DATA EXTRACTS ▸
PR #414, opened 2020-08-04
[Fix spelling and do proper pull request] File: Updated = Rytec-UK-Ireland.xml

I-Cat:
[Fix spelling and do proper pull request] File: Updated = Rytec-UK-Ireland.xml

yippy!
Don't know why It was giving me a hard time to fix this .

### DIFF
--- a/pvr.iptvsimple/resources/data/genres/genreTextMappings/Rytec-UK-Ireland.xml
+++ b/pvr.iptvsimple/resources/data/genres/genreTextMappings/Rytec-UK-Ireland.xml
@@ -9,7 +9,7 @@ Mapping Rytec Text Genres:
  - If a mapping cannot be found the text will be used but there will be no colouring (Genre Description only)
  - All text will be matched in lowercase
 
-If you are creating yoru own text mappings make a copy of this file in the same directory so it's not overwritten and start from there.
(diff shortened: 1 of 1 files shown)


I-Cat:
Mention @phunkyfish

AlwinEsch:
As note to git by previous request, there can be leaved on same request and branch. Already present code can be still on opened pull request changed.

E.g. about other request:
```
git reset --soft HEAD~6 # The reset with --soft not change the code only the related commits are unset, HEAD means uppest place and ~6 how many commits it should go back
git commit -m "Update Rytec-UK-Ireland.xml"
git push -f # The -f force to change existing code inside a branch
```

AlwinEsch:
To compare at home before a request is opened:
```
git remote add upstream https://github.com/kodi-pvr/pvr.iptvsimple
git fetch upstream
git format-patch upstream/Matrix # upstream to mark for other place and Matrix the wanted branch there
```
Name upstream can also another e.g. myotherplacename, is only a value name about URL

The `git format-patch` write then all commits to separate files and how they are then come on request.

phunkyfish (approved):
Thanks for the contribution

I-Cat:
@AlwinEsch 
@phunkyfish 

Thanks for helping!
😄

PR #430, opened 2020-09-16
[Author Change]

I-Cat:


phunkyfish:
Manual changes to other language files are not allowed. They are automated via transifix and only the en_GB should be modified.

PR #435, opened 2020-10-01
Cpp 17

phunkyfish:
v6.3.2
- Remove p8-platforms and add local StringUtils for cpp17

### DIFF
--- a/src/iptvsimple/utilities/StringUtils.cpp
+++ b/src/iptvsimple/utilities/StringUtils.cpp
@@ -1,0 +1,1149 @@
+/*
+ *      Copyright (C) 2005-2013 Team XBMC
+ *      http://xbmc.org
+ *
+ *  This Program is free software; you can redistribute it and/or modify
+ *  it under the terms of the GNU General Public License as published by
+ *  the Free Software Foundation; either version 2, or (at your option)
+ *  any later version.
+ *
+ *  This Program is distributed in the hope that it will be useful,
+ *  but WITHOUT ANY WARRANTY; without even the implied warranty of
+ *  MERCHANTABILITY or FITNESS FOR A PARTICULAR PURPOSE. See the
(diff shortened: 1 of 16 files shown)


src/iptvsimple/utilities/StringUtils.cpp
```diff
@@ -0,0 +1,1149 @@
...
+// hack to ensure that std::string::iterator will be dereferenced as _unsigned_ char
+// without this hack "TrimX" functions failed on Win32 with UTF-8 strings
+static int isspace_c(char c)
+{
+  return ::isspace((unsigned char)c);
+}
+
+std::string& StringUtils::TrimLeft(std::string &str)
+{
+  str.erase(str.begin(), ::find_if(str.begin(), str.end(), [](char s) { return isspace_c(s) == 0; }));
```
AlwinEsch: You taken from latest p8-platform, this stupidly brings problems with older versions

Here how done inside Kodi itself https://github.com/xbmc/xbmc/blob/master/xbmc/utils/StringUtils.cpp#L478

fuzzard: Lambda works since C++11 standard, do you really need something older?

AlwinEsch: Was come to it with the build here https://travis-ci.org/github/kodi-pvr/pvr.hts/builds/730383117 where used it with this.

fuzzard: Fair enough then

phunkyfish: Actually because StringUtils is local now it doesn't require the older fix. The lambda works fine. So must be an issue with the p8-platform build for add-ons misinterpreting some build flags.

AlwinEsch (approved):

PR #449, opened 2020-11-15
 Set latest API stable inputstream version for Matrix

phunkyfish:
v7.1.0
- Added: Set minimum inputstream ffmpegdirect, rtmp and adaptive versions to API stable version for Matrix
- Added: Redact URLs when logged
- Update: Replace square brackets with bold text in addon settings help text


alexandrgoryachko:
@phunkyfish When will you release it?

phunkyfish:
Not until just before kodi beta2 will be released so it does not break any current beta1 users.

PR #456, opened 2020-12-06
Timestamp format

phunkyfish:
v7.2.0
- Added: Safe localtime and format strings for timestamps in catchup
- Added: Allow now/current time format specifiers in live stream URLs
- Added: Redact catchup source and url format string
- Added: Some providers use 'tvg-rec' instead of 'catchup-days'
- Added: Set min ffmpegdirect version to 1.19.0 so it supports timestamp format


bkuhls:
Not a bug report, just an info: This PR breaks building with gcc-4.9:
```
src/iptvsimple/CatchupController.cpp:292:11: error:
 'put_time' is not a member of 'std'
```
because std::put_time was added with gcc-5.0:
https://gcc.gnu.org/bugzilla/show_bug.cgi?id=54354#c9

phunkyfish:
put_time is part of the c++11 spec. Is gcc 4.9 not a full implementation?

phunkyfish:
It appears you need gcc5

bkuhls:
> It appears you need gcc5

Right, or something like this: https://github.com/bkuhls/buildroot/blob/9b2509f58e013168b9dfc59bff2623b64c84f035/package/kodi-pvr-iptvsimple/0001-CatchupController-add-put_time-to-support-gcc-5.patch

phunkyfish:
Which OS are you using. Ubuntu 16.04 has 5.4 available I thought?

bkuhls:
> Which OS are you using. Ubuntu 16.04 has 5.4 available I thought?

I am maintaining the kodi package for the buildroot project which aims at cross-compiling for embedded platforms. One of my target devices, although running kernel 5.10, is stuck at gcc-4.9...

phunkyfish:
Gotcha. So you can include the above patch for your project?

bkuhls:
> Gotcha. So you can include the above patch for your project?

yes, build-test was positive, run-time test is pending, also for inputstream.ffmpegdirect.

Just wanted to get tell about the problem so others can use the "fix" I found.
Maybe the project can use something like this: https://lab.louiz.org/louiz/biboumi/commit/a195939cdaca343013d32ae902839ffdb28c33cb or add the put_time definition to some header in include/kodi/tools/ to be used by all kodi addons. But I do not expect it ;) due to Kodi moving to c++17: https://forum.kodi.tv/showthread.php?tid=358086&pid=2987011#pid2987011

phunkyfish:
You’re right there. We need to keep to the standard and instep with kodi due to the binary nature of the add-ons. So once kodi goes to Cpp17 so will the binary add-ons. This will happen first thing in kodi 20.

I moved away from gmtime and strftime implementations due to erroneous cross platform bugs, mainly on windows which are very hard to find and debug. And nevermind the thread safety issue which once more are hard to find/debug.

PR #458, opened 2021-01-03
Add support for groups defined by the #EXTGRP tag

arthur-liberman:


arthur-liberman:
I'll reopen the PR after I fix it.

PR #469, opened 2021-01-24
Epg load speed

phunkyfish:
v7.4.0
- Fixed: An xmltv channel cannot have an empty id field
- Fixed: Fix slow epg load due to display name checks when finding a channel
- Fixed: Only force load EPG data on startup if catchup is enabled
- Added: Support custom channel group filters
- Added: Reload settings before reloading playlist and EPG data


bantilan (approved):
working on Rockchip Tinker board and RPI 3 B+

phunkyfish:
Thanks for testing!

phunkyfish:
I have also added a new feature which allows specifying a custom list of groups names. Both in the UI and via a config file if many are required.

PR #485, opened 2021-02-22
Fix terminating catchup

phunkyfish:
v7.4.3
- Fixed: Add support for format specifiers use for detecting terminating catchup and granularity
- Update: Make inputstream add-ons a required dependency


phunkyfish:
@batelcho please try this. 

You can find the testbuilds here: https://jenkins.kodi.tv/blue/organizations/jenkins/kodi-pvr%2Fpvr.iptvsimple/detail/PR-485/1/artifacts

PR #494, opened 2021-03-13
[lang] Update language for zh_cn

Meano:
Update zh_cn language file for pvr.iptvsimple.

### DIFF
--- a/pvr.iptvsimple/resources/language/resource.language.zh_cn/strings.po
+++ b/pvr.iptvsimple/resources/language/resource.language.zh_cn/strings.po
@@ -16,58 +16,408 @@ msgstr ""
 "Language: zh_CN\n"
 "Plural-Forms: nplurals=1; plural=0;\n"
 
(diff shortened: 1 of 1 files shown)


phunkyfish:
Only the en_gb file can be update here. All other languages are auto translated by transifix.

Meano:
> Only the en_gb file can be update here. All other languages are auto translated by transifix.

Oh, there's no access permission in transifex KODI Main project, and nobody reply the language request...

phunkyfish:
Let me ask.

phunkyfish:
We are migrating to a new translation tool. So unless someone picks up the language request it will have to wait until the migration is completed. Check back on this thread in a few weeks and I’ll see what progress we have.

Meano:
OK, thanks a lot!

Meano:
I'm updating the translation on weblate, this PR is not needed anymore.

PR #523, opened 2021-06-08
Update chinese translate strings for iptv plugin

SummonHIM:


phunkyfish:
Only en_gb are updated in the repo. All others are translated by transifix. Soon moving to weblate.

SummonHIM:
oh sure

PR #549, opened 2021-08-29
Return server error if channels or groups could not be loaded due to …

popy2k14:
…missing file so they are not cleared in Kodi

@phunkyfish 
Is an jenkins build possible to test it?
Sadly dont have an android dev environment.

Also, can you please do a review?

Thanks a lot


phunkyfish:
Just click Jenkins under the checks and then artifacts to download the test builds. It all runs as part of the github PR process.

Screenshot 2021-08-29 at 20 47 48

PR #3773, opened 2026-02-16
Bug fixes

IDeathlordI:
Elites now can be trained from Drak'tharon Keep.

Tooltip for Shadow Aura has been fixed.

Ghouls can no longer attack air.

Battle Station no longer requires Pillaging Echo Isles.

TASK REQUIREMENTS ▸ Set down each line exactly as it appears, starting at the top of the data and ending at the line containing "Don't know why", and include no other lines.

ANSWER TO THE PROBLEM ▸
PR #414, opened 2020-08-04
[Fix spelling and do proper pull request] File: Updated = Rytec-UK-Ireland.xml

I-Cat:
[Fix spelling and do proper pull request] File: Updated = Rytec-UK-Ireland.xml

yippy!
Don't know why It was giving me a hard time to fix this .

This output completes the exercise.